** WHAT IS REQUIRED **
Within the data below, find the string "which" and return each line where it occurs.

** DATA FOR PROCESSING **
PR #227, opened 2022-04-06
Add k8s cluster actions

marchelleboid:
Also adds the new "force stop" option.

[sc-82511]

### DIFF
--- a/dataikuapi/dss/admin.py
+++ b/dataikuapi/dss/admin.py
@@ -1178,7 +1178,7 @@ class DSSCluster(object):
             "POST", "/admin/clusters/%s/k8s/kubectl" % self.cluster_id,
             body={'args': args})
 
-    def delete_finished_jobs(self, delete_failed=False, namespace="", label_filter="", dry_run=False):
+    def delete_finished_jobs(self, delete_failed=False, namespace=None, label_filter=None, dry_run=False):
         """
         Runs a kubectl command to delete finished jobs.
 
@@ -1188,30 +1188,32 @@ class DSSCluster(object):
         :param str namespace: the namespace in which to delete the jobs
         :param str label_filter: delete only jobs matching a label filter
         :param bool dry_run: if True, execute the command as a "dry run"
-        :return: a dict containing the return value, standard output, and standard error of the command
+        :return: a dict containing whether the deletion succeeded, a list of deleted job names, and
+            debug info for the underlying kubectl command
         :rtype: dict
         """
         return self.client._perform_json(
             "POST", "/admin/clusters/%s/k8s/delete-finished-jobs" % self.cluster_id,
             params={'deleteFailed': delete_failed, 'namespace': namespace, 'labelFilter': label_filter, 'dryRun': dry_run})
 
-    def delete_succeeded_and_failed_pods(self, namespace="", label_filter="", dry_run=False):
+    def delete_finished_pods(self, namespace=None, label_filter=None, dry_run=False):
         """
-        Runs a kubectl command to delete succeeded and failed pods.
+        Runs a kubectl command to delete finished (succeeded and failed) pods.
 
         This operation is only valid for a Kubernetes cluster.
 
         :param str namespace: the namespace in which to delete the pods
         :param str label_filter: delete only pods matching a label filter
         :param bool dry_run: if True, execute the command as a "dry run"
-        :return: a dict containing the return value, standard output, and standard error of the command
+        :return: a dict containing whether the deletion succeeded, a list of deleted pod names, and
+            debug info for the underlying kubectl command
         :rtype: dict
         """
         return self.client._perform_json(
-            "POST", "/admin/clusters/%s/k8s/delete-succeeded-and-failed-pods" % self.cluster_id,
+            "POST", "/admin/clusters/%s/k8s/delete-finished-pods" % self.cluster_id,
             params={'namespace': namespace, 'labelFilter': label_filter, 'dryRun': dry_run})
 
-    def delete_all_pods(self, namespace="", label_filter="", dry_run=False):
+    def delete_all_pods(self, namespace=None, label_filter=None, dry_run=False):
         """
         Runs a kubectl command to delete all pods.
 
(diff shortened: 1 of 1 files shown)


alex-dataiku (approved):
LGTM

mhoarau (approved):
Did not test though.

dataikuapi/dss/admin.py
```diff
@@ -1143,22 +1143,114 @@ def start(self):
...
+        This operation is only valid for a Kubernetes cluster.
+
+        :param delete_failed: if True, delete both completed and failed jobs, otherwise only delete completed jobs
+        :type delete_failed: bool
+        :param namespace: the namespace in which to delete the jobs
+        :type namespace: str
+        :param label_filter: delete only jobs matching a label filter
+        :type label_filter: str
+        :param dry_run: if True, execute the command as a "dry run"
+        :type dry_run: bool
```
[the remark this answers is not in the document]
marchelleboid: I figured we would expose the same options, maybe it could be useful in some cases?

dataikuapi/dss/admin.py
```diff
@@ -1143,22 +1143,114 @@ def start(self):
...
+        :type args: str
+        :return: a dict containing the return value, output, and possible error output of the command
+        :rtype: dict
+        """
+        return self.client._perform_json(
+            "POST", "/admin/clusters/%s/k8s/kubectl" % self.cluster_id,
+            body={'args': args})
+
+    @staticmethod
+    def _build_args(base_command, namespace, label_filter, dry_run=True):
```
alex-dataiku, line 1185: I think this is not used anymore.

alex-dataiku (approved):
Besides the unused [method](https://github.com/dataiku/dataiku-api-client-python/pull/227/files#r849463113), LGTM (tested locally in notebooks with both admin and non admin users).

dataikuapi/dss/admin.py
```diff
@@ -1143,22 +1143,103 @@ def start(self):
...
+        :param args: the arguments to pass to kubectl (without the "kubectl")
+        :type args: str
+        :return: a dict containing the return value, output, and possible error output of the command
+        :rtype: dict
+        """
+        return self.client._perform_json(
+            "POST", "/admin/clusters/%s/k8s/kubectl" % self.cluster_id,
+            body={'args': args})
+
+    def delete_finished_jobs(self, delete_failed=False, namespace="", label_filter="", dry_run=False):
```
cstenac, line 1184: It would be preferable to have None, and to rely on None/non-None versus empty string

dataikuapi/dss/admin.py
```diff
@@ -1143,22 +1143,103 @@ def start(self):
...
 
-    def stop(self, terminate=True):
+    def stop(self, terminate=True, force_stop=False):
         """
         Stops or detaches the cluster
 
         This operation is only valid for a managed cluster.
-        :param boolean terminate: whether to delete the cluster after stopping it
+
+        :param terminate: whether to delete the cluster after stopping it
```
cstenac, line 1152: We usually put the type in the same line as the param, is there a reason to change ?

dataikuapi/dss/admin.py
```diff
@@ -1143,22 +1143,103 @@ def start(self):
...
+        """
+        Runs an arbitrary kubectl command on the cluster.
+
+        This operation is only valid for a Kubernetes cluster.
+
+        Note: this call requires an API key with DSS instance admin rights
+
+        :param args: the arguments to pass to kubectl (without the "kubectl")
+        :type args: str
+        :return: a dict containing the return value, output, and possible error output of the command
```
cstenac, line 1177: Nitpick: I would say "the return value, standard output and standard error of the command"

dataikuapi/dss/admin.py
```diff
@@ -1143,22 +1143,103 @@ def start(self):
...
+
+        :param delete_failed: if True, delete both completed and failed jobs, otherwise only delete completed jobs
+        :type delete_failed: bool
+        :param namespace: the namespace in which to delete the jobs
+        :type namespace: str
+        :param label_filter: delete only jobs matching a label filter
+        :type label_filter: str
+        :param dry_run: if True, execute the command as a "dry run"
+        :type dry_run: bool
+        :return: a dict containing the return value, output, and possible error output of the command
```
cstenac, line 1198: Shouldn't we have a more structured output here ? For this, the fact that it relies on kubectl is more of an implementation detail. Ideally, we'd return something like
```
{
   success: True/False,
   deleted: [ { "namespace": "...", "id" : ...} ],
   debug: {
       stdout:
       stderr
    }
}
```

dataikuapi/dss/admin.py
```diff
@@ -1143,22 +1143,103 @@ def start(self):
...
+        :rtype: dict
+        """
+        return self.client._perform_json(
+            "POST", "/admin/clusters/%s/k8s/delete-finished-jobs" % self.cluster_id,
+            params={'deleteFailed': delete_failed, 'namespace': namespace, 'labelFilter': label_filter, 'dryRun': dry_run})
+
+    def delete_succeeded_and_failed_pods(self, namespace="", label_filter="", dry_run=False):
```
cstenac, line 1205: so ... "finished" ? rather than "succeeded and failed "?

dataikuapi/dss/admin.py
```diff
@@ -1143,22 +1143,103 @@ def start(self):
...
+
+        This operation is only valid for a Kubernetes cluster.
+
+        :param namespace: the namespace in which to delete the pods
+        :type namespace: str
+        :param label_filter: delete only pods matching a label filter
+        :type label_filter: str
+        :param dry_run: if True, execute the command as a "dry run"
+        :type dry_run: bool
+        :return: a dict containing the return value, output, and possible error output of the command
```
cstenac, line 1217: ditto

dataikuapi/dss/admin.py
```diff
@@ -1143,22 +1143,103 @@ def start(self):
...
```
cstenac, line 1236: ditto

cstenac (changes requested):

dataikuapi/dss/admin.py
marchelleboid: Yes 😅

dataikuapi/dss/admin.py
marchelleboid: Hmm, it doesn't seem like it

dataikuapi/dss/admin.py
marchelleboid: We can add some parsing on the backend side to make the output nicer. I guess we could even use `-o name` on the delete command, but then the debug.stdout wouldn't be too interesting

mhoarau (changes requested):

mhoarau (changes requested):
LGTM, just adding "request changes" in case someone else than Marc and I has an opinion on the `dry_run` or that we decide to keep it.

mhoarau (approved):
LGTM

** FINISHED EXERCISE **
         :param str namespace: the namespace in which to delete the jobs
         :param str namespace: the namespace in which to delete the pods
+        :param namespace: the namespace in which to delete the jobs
+        :param namespace: the namespace in which to delete the jobs
+        :param namespace: the namespace in which to delete the pods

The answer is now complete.